> Dataset entries

PR #109, opened 2023-01-12
Upgrade to nixpkgs 22.11

knuton:
Upgrades nixpkgs to 22.11 channel. This builds on the work done by @guyonvarch to upgrade to nixpkgs 22.05 in #104.

Compared with [my comment](https://github.com/dividat/playos/pull/104#issuecomment-1308376792) on #104:

- Audio has been restored in cf34e0688201389a119f8c836a634ca87f993615
- The error `systemd-gpt-auto-generator failed with exit status 1` during boot has disappeared.

## Still to be resolved:

- <del>[ ] Error message when shutting down an installed system: `[FAILED] Failed unmounting /nix/store.`</del> Non-blocking, separate issue filed.
- [x] Harmless but distracting warning when building: `trace: warning: system.stateVersion is not set, defaulting to 22.05. Read why this matters on https://nixos.org/manual/nixos/stable/options.html#opt-system.stateVersion.`

## Checklist

-   [x] Changelog updated
-   [x] Code documented
-   [x] User manual updated


knuton:
> I think we could use the same version as the NixOS version, as we test on a running system that after an upgrade, everything’s working as expected. If we would have a state that is incompatible with this new version, this would cause a problem.

I agree, that seems to be the best solution. Another solution might have been to keep this constant from the very first PlayOS release, but we didn't. Committed as 8f3f0f4dca110fc2cb89d3cf7bbf5e20ef0f7ce7.

I identified the sites triggering the warnings with `NIX_ABORT_ON_WARN=1 nix-build --show-trace` (need to remove the warning about the dummy cert in top level `default.nix`).

knuton:
- [x] Live system
  - [x] Wifi
  - [x] Basic system functionality (Play diagnostics) 
- [x] Installed system
  - [x] Wifi
  - [x] Localization
  - [x] RFID
  - [x] Senso
  - [x] Remote maintenance
  - [ ] Self update

PR #110, opened 2023-01-30
Include basic tools for network troubleshooting

knuton:
This makes `ethtool`, `dig`, `nslookup` and `traceroute` available system-wide. Even more basic tools such as `ping`, `netstat`/`ss` are already included.

We initially discussed this as "tiny binaries to include opportunistically". After considering various tools that _might_ be useful I concluded that opportunistic inclusion is not called for: Some tools that may be of great utility in some scenarios also allow for abuse to reconaissance or attack from inside a network.

The added tools are relatively limited in ability and their inclusion is motivated by common scenarios (bad Ethernet outlet or cable; DNS misconfiguration; problematic routing).

## Checklist

-   [x] Changelog updated
-   [x] Code documented
-   [x] User manual updated


knuton:
> For `bind`, it seems it brings `dnssec-something`, `bind` being a command already available.

Thanks, I selected a more specific output for dnsutils instead.

> Would we need those tools as well in the rescue system ?

Right now I am thinking that we should remove the shell access in the rescue system entirely. Another possibility would be to bring it back in a more restricted form and we could consider including some analysis tools. However, this system would be a different system from the actual system normally booted, and it would not share its network configuration. So it's not entirely clear how useful network analysis tools would really be. My impulse right now is to just drop it.

PR #111, opened 2023-02-01
Recovery mechanism for status.ini

knuton:
This adds a mechanism to recover from emptied RAUC `status.ini` files if there is a leftover temp copy.

It also adds simple integration tests and makes them run on GitHub Actions.

A later effort might revise the partitioning in the installation script to avoid the problem entirely in new machines.

## Checklist

-   [x] Changelog updated
-   [x] Code documented
-   [x] User manual updated


krksgbr (approved):
All seems good to me!
I ran the test as well as tested that the recovery mechanism works in virtualbox.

> ACTIVITY
Your reply must contain exactly the lines from the first line of the data through the line holding "I agree, that", and nothing more.

> TASK ANSWER
PR #109, opened 2023-01-12
Upgrade to nixpkgs 22.11

knuton:
Upgrades nixpkgs to 22.11 channel. This builds on the work done by @guyonvarch to upgrade to nixpkgs 22.05 in #104.

Compared with [my comment](https://github.com/dividat/playos/pull/104#issuecomment-1308376792) on #104:

- Audio has been restored in cf34e0688201389a119f8c836a634ca87f993615
- The error `systemd-gpt-auto-generator failed with exit status 1` during boot has disappeared.

## Still to be resolved:

- <del>[ ] Error message when shutting down an installed system: `[FAILED] Failed unmounting /nix/store.`</del> Non-blocking, separate issue filed.
- [x] Harmless but distracting warning when building: `trace: warning: system.stateVersion is not set, defaulting to 22.05. Read why this matters on https://nixos.org/manual/nixos/stable/options.html#opt-system.stateVersion.`

## Checklist

-   [x] Changelog updated
-   [x] Code documented
-   [x] User manual updated


knuton:
> I think we could use the same version as the NixOS version, as we test on a running system that after an upgrade, everything’s working as expected. If we would have a state that is incompatible with this new version, this would cause a problem.

I agree, that seems to be the best solution. Another solution might have been to keep this constant from the very first PlayOS release, but we didn't. Committed as 8f3f0f4dca110fc2cb89d3cf7bbf5e20ef0f7ce7.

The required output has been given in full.